- **ASSIGNMENT**: Give back exactly the lines of the material below, starting with the line with "- Keep normal" and going on through the line with "- Preserve macOS".

(Beginning of INPUT DATA)

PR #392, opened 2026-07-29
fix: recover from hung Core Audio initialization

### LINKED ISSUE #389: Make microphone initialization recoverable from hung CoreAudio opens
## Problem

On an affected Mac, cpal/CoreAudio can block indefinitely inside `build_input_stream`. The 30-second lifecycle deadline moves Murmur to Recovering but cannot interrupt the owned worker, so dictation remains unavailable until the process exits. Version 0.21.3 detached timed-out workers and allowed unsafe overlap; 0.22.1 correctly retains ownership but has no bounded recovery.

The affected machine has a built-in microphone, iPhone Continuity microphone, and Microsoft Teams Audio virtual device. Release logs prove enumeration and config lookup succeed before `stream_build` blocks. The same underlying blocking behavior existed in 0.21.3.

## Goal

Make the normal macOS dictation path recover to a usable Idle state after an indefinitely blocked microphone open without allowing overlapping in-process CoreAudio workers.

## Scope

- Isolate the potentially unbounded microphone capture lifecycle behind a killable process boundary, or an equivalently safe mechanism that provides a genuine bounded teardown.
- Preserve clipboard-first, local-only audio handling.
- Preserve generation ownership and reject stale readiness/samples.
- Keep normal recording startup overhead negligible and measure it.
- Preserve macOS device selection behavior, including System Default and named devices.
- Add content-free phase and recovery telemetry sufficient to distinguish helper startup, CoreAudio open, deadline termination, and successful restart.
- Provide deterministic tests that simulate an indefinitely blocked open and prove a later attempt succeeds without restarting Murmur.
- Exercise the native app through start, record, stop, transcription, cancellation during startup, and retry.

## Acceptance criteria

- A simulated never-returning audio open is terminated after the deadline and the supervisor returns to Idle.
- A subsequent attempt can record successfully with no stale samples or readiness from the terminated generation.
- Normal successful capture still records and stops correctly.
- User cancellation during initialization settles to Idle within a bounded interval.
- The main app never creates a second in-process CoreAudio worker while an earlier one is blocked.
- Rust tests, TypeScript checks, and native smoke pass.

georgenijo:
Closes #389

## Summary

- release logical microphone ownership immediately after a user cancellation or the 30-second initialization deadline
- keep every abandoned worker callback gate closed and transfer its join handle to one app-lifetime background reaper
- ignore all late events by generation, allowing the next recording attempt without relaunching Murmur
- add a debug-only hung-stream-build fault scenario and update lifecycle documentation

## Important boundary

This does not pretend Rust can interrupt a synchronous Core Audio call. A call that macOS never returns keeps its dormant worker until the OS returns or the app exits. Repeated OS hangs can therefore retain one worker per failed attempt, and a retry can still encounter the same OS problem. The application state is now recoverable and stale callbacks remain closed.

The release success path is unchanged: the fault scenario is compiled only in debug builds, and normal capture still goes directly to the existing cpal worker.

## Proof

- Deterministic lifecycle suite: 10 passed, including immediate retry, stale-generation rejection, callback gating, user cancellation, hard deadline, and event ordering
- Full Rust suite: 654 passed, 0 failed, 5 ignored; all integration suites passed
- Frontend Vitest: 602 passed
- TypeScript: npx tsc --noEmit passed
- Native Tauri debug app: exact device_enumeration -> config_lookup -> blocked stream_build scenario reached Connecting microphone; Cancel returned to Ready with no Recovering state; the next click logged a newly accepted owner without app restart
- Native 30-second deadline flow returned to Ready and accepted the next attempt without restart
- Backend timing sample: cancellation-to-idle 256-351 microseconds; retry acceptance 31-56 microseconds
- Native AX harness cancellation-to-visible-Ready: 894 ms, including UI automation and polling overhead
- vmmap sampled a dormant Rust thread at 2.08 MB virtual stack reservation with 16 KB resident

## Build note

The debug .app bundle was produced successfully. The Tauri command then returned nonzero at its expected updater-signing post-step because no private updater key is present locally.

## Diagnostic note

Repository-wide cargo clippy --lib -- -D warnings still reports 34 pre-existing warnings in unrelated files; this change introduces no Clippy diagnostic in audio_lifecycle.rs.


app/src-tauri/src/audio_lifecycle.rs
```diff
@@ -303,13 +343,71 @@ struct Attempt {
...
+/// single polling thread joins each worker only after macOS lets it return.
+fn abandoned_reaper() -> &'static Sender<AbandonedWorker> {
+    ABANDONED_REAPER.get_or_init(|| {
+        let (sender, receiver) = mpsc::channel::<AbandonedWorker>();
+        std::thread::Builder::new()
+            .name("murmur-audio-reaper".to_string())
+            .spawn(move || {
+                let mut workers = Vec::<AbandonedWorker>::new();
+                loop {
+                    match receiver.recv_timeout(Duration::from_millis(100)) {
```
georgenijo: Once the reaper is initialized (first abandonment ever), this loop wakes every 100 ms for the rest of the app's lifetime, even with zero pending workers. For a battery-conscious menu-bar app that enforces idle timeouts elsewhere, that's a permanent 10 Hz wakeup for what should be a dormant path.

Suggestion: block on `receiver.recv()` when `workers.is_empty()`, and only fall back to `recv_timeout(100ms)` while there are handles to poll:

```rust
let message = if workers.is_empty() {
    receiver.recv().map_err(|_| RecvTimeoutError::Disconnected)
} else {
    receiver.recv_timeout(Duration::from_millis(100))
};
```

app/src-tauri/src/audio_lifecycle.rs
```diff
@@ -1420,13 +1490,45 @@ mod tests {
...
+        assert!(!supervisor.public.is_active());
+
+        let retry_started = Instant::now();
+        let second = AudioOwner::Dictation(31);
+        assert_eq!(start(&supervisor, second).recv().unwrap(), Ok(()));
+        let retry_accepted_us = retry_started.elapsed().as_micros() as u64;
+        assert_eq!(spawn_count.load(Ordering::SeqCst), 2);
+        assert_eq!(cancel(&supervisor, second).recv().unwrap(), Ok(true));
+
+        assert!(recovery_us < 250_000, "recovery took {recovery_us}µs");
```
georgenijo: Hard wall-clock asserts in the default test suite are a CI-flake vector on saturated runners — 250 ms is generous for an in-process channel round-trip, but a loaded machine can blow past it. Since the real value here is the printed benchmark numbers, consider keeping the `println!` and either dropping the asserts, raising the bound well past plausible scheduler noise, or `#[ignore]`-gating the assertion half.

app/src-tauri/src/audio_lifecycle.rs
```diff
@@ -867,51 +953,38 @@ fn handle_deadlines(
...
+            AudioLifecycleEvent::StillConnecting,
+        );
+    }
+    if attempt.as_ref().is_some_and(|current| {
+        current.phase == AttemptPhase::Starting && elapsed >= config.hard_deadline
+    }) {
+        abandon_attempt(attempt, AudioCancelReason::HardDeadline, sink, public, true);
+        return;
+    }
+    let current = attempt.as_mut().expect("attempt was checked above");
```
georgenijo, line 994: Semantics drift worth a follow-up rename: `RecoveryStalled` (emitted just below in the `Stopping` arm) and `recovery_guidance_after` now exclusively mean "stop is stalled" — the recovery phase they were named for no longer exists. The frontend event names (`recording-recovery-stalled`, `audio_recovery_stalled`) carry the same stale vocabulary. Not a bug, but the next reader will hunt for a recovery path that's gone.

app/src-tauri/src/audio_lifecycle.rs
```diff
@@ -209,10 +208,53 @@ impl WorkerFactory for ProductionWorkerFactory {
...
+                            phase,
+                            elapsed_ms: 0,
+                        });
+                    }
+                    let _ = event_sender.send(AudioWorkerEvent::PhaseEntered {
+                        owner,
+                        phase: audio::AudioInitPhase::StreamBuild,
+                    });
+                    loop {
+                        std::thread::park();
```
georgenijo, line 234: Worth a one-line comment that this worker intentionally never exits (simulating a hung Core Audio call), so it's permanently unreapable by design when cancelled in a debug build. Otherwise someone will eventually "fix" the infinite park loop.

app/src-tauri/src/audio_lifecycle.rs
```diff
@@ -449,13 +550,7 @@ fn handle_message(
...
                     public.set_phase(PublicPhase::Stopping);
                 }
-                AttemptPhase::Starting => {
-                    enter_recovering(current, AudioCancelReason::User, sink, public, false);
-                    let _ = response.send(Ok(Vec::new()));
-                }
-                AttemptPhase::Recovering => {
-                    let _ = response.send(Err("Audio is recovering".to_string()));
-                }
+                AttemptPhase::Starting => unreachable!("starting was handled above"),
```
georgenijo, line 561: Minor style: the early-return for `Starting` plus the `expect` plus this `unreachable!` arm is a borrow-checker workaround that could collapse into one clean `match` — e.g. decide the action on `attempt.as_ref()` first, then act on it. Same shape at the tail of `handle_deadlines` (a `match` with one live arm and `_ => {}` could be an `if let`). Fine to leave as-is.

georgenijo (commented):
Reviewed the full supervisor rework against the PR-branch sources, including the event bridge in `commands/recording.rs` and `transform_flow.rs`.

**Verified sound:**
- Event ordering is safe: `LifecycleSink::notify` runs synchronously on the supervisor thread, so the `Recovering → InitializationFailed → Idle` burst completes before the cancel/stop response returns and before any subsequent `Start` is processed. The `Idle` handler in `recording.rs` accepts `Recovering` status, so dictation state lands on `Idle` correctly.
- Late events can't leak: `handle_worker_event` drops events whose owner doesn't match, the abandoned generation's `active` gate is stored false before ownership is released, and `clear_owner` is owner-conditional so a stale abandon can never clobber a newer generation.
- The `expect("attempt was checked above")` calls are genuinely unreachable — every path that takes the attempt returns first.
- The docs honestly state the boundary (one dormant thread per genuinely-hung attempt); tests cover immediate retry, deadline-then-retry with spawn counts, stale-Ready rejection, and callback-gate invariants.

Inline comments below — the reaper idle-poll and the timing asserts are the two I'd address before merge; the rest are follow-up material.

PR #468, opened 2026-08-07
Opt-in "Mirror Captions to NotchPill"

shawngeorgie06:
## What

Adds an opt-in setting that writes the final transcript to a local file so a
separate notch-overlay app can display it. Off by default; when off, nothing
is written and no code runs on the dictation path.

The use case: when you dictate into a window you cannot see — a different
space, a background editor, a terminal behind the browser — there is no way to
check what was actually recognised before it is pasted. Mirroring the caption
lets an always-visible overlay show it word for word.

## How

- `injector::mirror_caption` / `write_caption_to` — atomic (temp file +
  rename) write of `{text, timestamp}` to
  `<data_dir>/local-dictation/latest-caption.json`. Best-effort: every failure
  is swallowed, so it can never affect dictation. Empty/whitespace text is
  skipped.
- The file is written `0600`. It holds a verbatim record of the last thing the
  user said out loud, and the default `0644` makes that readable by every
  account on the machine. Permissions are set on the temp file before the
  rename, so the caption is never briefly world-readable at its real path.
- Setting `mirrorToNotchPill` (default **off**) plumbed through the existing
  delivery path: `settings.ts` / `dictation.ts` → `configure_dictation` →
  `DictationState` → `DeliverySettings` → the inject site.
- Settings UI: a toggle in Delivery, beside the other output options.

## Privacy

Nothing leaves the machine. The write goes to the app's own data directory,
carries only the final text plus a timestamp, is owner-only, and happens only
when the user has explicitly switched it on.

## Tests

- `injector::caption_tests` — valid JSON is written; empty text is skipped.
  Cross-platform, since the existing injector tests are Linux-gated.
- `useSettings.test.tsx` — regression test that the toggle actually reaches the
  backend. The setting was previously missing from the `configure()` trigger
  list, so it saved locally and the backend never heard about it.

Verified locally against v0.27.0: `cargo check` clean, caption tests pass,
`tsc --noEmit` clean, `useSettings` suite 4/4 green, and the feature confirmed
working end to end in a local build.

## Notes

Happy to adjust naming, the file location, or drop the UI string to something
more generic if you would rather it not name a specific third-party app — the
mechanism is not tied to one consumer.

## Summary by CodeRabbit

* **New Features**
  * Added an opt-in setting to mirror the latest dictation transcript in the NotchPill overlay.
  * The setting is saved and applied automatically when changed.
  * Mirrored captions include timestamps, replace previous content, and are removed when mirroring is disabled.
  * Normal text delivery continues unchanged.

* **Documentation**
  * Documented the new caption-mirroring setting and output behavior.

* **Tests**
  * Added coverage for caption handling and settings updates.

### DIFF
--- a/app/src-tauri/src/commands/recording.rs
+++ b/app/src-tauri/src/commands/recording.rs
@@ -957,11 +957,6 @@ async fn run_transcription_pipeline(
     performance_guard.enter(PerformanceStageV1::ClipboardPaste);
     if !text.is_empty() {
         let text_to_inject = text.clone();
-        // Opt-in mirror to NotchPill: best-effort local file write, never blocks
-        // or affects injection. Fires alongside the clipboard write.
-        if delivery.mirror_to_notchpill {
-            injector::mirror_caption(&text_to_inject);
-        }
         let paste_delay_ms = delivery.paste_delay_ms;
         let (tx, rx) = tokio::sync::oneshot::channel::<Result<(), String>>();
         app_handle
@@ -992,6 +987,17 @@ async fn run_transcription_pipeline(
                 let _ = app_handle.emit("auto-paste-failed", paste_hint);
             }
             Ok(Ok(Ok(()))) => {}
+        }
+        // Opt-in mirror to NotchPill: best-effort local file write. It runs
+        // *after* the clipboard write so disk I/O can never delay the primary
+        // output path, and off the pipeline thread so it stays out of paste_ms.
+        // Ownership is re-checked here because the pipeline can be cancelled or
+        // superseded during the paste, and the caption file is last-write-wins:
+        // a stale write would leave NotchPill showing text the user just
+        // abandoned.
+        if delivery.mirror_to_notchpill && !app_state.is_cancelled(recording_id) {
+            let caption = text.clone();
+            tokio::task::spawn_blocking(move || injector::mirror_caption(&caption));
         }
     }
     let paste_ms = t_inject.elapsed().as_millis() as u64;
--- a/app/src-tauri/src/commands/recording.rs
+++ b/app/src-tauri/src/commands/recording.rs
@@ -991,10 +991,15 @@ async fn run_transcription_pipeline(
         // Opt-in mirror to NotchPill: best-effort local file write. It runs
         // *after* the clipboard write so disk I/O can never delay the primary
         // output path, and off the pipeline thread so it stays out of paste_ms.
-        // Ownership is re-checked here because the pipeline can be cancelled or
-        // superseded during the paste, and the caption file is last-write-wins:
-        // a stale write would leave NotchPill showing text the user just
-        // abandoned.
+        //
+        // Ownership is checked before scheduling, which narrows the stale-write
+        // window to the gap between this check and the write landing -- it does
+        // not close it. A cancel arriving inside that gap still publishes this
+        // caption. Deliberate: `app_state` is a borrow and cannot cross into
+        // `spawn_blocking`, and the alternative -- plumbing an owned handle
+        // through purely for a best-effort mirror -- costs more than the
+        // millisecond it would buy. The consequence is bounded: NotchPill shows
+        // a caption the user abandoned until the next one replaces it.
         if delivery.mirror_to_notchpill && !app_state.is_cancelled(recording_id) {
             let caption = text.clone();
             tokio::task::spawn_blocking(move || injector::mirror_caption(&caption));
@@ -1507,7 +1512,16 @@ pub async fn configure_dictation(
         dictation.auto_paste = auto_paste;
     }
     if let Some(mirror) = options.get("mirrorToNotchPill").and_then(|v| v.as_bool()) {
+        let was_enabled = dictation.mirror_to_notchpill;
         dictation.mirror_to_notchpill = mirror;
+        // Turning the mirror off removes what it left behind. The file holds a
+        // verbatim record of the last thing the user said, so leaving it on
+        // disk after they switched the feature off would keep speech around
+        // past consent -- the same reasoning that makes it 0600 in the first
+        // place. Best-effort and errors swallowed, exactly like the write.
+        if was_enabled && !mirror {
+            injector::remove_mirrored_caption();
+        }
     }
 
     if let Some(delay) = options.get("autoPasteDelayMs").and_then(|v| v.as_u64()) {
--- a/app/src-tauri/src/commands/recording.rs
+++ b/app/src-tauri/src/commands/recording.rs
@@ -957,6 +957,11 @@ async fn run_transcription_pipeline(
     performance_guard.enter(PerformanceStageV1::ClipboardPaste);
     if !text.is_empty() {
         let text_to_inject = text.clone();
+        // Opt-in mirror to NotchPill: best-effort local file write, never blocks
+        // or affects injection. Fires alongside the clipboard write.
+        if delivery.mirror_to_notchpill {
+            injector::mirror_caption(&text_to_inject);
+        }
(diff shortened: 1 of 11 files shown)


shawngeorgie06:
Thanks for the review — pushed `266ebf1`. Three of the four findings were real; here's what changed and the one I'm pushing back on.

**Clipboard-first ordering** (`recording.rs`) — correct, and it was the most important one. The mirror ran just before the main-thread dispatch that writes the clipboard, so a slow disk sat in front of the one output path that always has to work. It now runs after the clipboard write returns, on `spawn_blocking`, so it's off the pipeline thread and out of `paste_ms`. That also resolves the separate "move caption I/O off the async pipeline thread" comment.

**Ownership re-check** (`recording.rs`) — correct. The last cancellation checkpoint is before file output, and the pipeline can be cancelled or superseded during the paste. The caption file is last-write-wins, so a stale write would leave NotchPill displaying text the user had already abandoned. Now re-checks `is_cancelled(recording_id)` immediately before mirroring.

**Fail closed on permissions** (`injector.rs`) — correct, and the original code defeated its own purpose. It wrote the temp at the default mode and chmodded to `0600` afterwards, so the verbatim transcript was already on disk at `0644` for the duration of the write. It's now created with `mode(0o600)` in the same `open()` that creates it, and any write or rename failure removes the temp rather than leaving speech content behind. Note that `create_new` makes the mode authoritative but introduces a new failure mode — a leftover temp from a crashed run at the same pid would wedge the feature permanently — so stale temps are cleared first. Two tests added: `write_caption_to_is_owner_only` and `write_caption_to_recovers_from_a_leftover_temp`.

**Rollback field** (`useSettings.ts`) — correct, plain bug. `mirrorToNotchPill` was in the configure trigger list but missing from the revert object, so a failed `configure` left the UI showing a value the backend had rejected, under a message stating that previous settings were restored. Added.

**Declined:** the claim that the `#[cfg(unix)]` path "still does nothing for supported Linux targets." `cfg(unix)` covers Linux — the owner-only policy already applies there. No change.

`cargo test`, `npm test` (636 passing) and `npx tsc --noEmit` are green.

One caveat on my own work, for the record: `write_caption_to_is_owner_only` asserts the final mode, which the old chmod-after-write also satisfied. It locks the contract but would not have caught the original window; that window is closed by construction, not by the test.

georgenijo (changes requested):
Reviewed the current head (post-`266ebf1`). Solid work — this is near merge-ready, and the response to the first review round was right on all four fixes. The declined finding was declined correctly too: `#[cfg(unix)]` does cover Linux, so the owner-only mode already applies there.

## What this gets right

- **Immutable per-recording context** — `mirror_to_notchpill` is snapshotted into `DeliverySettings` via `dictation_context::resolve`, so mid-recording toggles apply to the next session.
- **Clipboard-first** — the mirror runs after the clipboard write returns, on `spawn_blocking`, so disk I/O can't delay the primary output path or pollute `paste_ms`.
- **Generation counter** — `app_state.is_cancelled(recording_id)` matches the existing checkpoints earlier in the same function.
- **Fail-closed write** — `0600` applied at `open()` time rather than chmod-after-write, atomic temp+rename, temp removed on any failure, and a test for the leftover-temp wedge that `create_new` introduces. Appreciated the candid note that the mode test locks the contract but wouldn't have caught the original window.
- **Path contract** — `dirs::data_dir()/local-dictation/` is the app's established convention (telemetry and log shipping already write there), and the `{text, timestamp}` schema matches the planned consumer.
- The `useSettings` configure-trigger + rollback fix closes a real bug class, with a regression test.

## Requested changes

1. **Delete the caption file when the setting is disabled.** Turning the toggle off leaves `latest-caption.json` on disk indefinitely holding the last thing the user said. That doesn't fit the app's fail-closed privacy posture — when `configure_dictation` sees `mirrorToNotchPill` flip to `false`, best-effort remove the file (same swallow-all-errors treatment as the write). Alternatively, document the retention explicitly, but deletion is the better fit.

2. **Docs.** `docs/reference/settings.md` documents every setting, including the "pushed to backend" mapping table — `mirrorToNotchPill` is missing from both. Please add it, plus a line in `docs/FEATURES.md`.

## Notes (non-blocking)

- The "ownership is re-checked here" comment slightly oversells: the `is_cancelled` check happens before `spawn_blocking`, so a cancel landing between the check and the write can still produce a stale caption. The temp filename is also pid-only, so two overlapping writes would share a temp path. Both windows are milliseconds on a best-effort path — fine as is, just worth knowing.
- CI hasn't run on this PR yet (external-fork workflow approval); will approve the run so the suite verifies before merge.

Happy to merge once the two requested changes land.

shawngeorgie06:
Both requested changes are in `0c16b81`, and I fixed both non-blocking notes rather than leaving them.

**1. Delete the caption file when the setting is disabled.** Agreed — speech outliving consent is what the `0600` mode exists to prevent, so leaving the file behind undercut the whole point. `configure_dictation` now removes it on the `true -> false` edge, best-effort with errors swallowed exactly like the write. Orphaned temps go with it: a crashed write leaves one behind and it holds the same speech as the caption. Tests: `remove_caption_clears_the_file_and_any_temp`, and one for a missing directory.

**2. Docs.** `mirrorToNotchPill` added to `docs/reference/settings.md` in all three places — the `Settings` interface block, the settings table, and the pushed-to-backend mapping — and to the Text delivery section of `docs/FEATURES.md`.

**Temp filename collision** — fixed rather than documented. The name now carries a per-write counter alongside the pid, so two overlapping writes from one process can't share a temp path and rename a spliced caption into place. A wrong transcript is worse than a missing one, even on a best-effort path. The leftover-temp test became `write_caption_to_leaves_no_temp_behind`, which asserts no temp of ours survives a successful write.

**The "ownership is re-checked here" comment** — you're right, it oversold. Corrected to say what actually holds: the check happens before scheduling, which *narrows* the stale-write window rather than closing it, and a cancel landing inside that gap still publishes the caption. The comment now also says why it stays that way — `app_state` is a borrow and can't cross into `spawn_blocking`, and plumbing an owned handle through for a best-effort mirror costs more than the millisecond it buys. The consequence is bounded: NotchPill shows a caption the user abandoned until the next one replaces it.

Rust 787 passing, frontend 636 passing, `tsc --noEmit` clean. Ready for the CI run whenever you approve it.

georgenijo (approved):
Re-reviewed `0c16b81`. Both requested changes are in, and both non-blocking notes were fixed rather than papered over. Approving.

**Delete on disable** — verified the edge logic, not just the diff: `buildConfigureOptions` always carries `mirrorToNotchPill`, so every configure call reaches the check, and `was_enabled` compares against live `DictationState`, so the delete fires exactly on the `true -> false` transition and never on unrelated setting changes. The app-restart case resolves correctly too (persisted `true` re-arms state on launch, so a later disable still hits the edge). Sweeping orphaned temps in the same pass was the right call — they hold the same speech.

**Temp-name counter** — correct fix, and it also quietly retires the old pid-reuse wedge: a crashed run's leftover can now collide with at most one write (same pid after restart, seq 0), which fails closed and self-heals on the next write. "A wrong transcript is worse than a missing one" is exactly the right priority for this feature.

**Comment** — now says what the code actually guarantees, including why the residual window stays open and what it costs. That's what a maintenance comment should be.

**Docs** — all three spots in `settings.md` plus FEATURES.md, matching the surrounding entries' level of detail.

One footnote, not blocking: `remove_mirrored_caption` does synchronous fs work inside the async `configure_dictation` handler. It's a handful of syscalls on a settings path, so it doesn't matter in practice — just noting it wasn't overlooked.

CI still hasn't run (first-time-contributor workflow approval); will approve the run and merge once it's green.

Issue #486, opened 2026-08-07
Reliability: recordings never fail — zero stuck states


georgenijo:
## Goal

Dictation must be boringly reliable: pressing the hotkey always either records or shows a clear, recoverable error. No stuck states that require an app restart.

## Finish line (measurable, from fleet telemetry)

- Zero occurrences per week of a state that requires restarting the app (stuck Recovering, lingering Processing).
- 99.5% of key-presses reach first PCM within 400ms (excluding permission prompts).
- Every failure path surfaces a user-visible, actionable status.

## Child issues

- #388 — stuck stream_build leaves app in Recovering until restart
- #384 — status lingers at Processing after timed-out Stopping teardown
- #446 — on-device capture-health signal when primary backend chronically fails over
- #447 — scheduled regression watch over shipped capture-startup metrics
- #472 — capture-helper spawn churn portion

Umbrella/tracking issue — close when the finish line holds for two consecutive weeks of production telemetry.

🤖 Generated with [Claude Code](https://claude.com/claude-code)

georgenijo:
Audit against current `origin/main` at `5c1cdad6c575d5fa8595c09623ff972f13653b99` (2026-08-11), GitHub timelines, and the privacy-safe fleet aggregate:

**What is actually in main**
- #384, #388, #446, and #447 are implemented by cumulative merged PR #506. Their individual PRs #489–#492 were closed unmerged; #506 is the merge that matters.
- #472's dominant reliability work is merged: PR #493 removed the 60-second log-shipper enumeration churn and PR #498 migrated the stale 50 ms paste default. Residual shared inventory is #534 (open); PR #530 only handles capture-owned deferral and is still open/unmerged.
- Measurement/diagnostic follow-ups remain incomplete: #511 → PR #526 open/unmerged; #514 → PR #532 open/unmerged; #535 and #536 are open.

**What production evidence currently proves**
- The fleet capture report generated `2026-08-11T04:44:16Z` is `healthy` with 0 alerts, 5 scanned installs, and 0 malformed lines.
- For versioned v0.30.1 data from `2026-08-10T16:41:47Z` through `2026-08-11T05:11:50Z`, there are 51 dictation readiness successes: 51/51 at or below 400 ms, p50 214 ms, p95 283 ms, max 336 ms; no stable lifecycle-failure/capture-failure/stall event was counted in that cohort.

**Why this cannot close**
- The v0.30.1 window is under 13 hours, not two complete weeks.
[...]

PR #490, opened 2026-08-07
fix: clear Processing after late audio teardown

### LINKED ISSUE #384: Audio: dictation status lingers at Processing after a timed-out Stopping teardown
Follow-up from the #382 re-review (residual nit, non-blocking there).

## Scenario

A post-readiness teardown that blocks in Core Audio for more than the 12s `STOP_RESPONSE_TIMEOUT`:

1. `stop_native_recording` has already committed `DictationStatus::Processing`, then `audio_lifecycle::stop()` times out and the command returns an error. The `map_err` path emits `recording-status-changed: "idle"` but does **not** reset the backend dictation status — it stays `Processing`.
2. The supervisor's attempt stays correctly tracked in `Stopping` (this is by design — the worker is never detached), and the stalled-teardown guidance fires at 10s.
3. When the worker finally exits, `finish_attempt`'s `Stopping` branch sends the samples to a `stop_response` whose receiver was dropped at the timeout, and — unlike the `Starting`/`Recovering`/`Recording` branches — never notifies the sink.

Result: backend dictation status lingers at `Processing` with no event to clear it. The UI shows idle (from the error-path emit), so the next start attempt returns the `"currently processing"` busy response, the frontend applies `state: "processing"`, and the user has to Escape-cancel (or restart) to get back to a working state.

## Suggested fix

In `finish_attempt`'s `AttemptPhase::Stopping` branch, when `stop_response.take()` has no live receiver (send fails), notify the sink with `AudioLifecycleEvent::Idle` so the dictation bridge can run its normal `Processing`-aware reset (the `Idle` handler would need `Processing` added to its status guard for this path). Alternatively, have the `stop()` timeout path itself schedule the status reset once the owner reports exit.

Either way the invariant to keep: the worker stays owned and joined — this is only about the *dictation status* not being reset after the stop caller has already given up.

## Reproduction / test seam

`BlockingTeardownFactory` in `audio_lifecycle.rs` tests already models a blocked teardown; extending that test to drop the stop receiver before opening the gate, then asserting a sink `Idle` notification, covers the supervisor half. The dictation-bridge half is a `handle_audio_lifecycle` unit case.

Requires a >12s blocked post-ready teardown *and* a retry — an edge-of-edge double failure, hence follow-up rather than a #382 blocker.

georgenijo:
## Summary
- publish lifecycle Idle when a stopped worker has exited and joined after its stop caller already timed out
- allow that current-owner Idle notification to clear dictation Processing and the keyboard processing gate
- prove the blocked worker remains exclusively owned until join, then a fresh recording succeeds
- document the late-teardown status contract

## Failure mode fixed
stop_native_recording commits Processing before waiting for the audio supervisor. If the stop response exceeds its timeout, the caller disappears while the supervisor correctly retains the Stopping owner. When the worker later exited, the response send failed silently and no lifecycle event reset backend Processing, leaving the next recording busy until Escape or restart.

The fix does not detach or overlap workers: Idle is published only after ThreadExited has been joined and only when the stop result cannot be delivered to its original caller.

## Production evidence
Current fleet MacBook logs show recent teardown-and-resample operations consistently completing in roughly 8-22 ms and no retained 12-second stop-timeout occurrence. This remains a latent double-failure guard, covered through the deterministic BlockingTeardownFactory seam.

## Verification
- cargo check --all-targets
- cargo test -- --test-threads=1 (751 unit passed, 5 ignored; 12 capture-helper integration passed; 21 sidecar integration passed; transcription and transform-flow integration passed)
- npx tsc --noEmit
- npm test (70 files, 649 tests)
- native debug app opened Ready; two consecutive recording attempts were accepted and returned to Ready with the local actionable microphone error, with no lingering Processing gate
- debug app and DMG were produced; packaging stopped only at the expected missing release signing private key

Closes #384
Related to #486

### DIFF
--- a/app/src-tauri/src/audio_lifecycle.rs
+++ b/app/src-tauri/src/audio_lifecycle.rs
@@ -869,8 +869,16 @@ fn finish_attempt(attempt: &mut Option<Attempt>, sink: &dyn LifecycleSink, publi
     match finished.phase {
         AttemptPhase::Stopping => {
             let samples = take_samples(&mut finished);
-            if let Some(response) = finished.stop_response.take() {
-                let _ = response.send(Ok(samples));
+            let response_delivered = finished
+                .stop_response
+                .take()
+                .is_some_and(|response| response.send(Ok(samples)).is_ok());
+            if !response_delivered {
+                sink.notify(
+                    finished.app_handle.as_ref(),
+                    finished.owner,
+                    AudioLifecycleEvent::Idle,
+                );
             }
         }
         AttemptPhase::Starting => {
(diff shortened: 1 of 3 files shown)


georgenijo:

(End of INPUT DATA)

- **FINISHED EXERCISE**:
- Keep normal recording startup overhead negligible and measure it.
- Preserve macOS device selection behavior, including System Default and named devices.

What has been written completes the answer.